INFORMATION GIVEN: Begin
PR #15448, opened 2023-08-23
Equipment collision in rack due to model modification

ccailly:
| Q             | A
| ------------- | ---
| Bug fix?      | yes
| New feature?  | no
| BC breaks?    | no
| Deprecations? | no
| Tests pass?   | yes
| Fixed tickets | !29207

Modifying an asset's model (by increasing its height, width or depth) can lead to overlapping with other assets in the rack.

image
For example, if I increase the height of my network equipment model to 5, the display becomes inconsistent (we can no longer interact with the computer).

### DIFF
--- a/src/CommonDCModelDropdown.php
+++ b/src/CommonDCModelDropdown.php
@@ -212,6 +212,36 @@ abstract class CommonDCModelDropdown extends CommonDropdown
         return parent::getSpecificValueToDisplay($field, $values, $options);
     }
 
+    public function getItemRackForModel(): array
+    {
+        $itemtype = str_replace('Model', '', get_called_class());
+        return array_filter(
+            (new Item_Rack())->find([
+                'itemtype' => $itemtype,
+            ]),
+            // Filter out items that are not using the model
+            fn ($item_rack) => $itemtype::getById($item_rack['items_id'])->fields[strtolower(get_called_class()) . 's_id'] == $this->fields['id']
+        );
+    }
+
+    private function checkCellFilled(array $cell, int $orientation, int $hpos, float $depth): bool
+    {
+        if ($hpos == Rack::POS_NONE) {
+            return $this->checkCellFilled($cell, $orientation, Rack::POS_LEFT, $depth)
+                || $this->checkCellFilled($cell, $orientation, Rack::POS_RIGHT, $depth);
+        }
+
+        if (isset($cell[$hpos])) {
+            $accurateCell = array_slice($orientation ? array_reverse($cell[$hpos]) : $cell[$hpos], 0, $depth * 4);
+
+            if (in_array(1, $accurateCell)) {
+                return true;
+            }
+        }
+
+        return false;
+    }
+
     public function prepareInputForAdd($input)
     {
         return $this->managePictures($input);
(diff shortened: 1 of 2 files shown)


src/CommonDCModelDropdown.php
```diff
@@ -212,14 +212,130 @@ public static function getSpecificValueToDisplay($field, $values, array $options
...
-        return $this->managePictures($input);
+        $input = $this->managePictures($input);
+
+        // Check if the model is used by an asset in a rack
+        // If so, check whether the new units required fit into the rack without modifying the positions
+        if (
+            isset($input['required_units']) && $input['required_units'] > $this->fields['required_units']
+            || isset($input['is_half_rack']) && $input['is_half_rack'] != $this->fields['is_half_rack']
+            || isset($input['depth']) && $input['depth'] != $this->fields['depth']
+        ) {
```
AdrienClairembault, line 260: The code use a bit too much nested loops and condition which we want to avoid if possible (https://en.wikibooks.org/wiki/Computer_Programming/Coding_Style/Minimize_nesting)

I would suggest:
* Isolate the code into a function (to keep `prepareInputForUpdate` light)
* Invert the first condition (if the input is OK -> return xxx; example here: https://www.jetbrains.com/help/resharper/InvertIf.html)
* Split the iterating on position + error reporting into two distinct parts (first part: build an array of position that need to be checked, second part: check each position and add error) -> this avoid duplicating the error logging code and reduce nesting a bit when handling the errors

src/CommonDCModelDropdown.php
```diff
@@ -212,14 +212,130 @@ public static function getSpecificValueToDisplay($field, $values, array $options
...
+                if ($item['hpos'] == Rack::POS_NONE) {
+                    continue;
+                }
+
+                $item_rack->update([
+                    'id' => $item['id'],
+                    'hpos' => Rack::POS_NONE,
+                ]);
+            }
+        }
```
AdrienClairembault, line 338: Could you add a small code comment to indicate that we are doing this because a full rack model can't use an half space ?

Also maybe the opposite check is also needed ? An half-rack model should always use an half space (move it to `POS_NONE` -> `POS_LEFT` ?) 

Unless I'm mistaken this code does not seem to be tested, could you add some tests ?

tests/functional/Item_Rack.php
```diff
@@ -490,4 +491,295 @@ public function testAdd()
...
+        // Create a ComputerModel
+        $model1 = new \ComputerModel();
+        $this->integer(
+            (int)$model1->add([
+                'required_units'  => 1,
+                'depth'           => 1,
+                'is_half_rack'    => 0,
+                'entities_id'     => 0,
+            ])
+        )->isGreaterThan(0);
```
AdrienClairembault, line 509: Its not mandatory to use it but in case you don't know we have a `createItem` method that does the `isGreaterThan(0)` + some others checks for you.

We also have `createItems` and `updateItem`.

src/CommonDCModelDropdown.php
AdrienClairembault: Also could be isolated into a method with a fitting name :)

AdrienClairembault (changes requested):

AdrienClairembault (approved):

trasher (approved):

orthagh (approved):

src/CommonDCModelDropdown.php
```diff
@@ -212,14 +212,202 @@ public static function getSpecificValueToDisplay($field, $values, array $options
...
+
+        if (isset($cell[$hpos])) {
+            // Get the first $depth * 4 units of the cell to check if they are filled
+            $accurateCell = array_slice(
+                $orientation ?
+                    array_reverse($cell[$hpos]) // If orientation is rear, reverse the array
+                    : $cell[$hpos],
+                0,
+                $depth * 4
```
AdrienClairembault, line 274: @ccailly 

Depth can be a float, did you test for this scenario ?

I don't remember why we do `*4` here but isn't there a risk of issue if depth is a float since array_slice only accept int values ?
INFORMATION GIVEN: End
Copy out each record from above, exactly.

[RESPONSE TO THIS EXERCISE]:
PR #15448, opened 2023-08-23
Equipment collision in rack due to model modification

ccailly:
| Q             | A
| ------------- | ---
| Bug fix?      | yes
| New feature?  | no
| BC breaks?    | no
| Deprecations? | no
| Tests pass?   | yes
| Fixed tickets | !29207

Modifying an asset's model (by increasing its height, width or depth) can lead to overlapping with other assets in the rack.

image
For example, if I increase the height of my network equipment model to 5, the display becomes inconsistent (we can no longer interact with the computer).

### DIFF
--- a/src/CommonDCModelDropdown.php
+++ b/src/CommonDCModelDropdown.php
@@ -212,6 +212,36 @@ abstract class CommonDCModelDropdown extends CommonDropdown
         return parent::getSpecificValueToDisplay($field, $values, $options);
     }
 
+    public function getItemRackForModel(): array
+    {
+        $itemtype = str_replace('Model', '', get_called_class());
+        return array_filter(
+            (new Item_Rack())->find([
+                'itemtype' => $itemtype,
+            ]),
+            // Filter out items that are not using the model
+            fn ($item_rack) => $itemtype::getById($item_rack['items_id'])->fields[strtolower(get_called_class()) . 's_id'] == $this->fields['id']
+        );
+    }
+
+    private function checkCellFilled(array $cell, int $orientation, int $hpos, float $depth): bool
+    {
+        if ($hpos == Rack::POS_NONE) {
+            return $this->checkCellFilled($cell, $orientation, Rack::POS_LEFT, $depth)
+                || $this->checkCellFilled($cell, $orientation, Rack::POS_RIGHT, $depth);
+        }
+
+        if (isset($cell[$hpos])) {
+            $accurateCell = array_slice($orientation ? array_reverse($cell[$hpos]) : $cell[$hpos], 0, $depth * 4);
+
+            if (in_array(1, $accurateCell)) {
+                return true;
+            }
+        }
+
+        return false;
+    }
+
     public function prepareInputForAdd($input)
     {
         return $this->managePictures($input);
(diff shortened: 1 of 2 files shown)


src/CommonDCModelDropdown.php
```diff
@@ -212,14 +212,130 @@ public static function getSpecificValueToDisplay($field, $values, array $options
...
-        return $this->managePictures($input);
+        $input = $this->managePictures($input);
+
+        // Check if the model is used by an asset in a rack
+        // If so, check whether the new units required fit into the rack without modifying the positions
+        if (
+            isset($input['required_units']) && $input['required_units'] > $this->fields['required_units']
+            || isset($input['is_half_rack']) && $input['is_half_rack'] != $this->fields['is_half_rack']
+            || isset($input['depth']) && $input['depth'] != $this->fields['depth']
+        ) {
```
AdrienClairembault, line 260: The code use a bit too much nested loops and condition which we want to avoid if possible (https://en.wikibooks.org/wiki/Computer_Programming/Coding_Style/Minimize_nesting)

I would suggest:
* Isolate the code into a function (to keep `prepareInputForUpdate` light)
* Invert the first condition (if the input is OK -> return xxx; example here: https://www.jetbrains.com/help/resharper/InvertIf.html)
* Split the iterating on position + error reporting into two distinct parts (first part: build an array of position that need to be checked, second part: check each position and add error) -> this avoid duplicating the error logging code and reduce nesting a bit when handling the errors

src/CommonDCModelDropdown.php
```diff
@@ -212,14 +212,130 @@ public static function getSpecificValueToDisplay($field, $values, array $options
...
+                if ($item['hpos'] == Rack::POS_NONE) {
+                    continue;
+                }
+
+                $item_rack->update([
+                    'id' => $item['id'],
+                    'hpos' => Rack::POS_NONE,
+                ]);
+            }
+        }
```
AdrienClairembault, line 338: Could you add a small code comment to indicate that we are doing this because a full rack model can't use an half space ?

Also maybe the opposite check is also needed ? An half-rack model should always use an half space (move it to `POS_NONE` -> `POS_LEFT` ?) 

Unless I'm mistaken this code does not seem to be tested, could you add some tests ?

tests/functional/Item_Rack.php
```diff
@@ -490,4 +491,295 @@ public function testAdd()
...
+        // Create a ComputerModel
+        $model1 = new \ComputerModel();
+        $this->integer(
+            (int)$model1->add([
+                'required_units'  => 1,
+                'depth'           => 1,
+                'is_half_rack'    => 0,
+                'entities_id'     => 0,
+            ])
+        )->isGreaterThan(0);
```
AdrienClairembault, line 509: Its not mandatory to use it but in case you don't know we have a `createItem` method that does the `isGreaterThan(0)` + some others checks for you.

We also have `createItems` and `updateItem`.

src/CommonDCModelDropdown.php
AdrienClairembault: Also could be isolated into a method with a fitting name :)

AdrienClairembault (changes requested):

AdrienClairembault (approved):

trasher (approved):

orthagh (approved):

src/CommonDCModelDropdown.php
```diff
@@ -212,14 +212,202 @@ public static function getSpecificValueToDisplay($field, $values, array $options
...
+
+        if (isset($cell[$hpos])) {
+            // Get the first $depth * 4 units of the cell to check if they are filled
+            $accurateCell = array_slice(
+                $orientation ?
+                    array_reverse($cell[$hpos]) // If orientation is rear, reverse the array
+                    : $cell[$hpos],
+                0,
+                $depth * 4
```
AdrienClairembault, line 274: @ccailly 

Depth can be a float, did you test for this scenario ?

I don't remember why we do `*4` here but isn't there a risk of issue if depth is a float since array_slice only accept int values ?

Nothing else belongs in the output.